* **Exercise description**: Your response should consist solely of the lines from the one containing "- Refactors the" through the end of the data, copied exactly.
● ● ● ● ● ● ●
PR #12353, opened 2026-05-18
Add high-resolution toggle for Mapilio pano viewer

sezerbozbiyik:
- Adds a “High Resolution” toggle to switch Mapilio pano images between 1080p and 2080p.
- Refactors the image load flow into a reusable loadTheImage function after getImageData.
- Keeps attribution details (captured by + timestamp) intact alongside the new option.


tyrasd (changes requested):
it would be nice if the checkbox would stay active during the mapping session as long as it is not manually unchecked. See the behaviour of the similar checkbox on the panoramax photo service.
● ● ● ● ● ● ●
* **Response to this exercise**:
- Refactors the image load flow into a reusable loadTheImage function after getImageData.
- Keeps attribution details (captured by + timestamp) intact alongside the new option.


tyrasd (changes requested):
it would be nice if the checkbox would stay active during the mapping session as long as it is not manually unchecked. See the behaviour of the similar checkbox on the panoramax photo service.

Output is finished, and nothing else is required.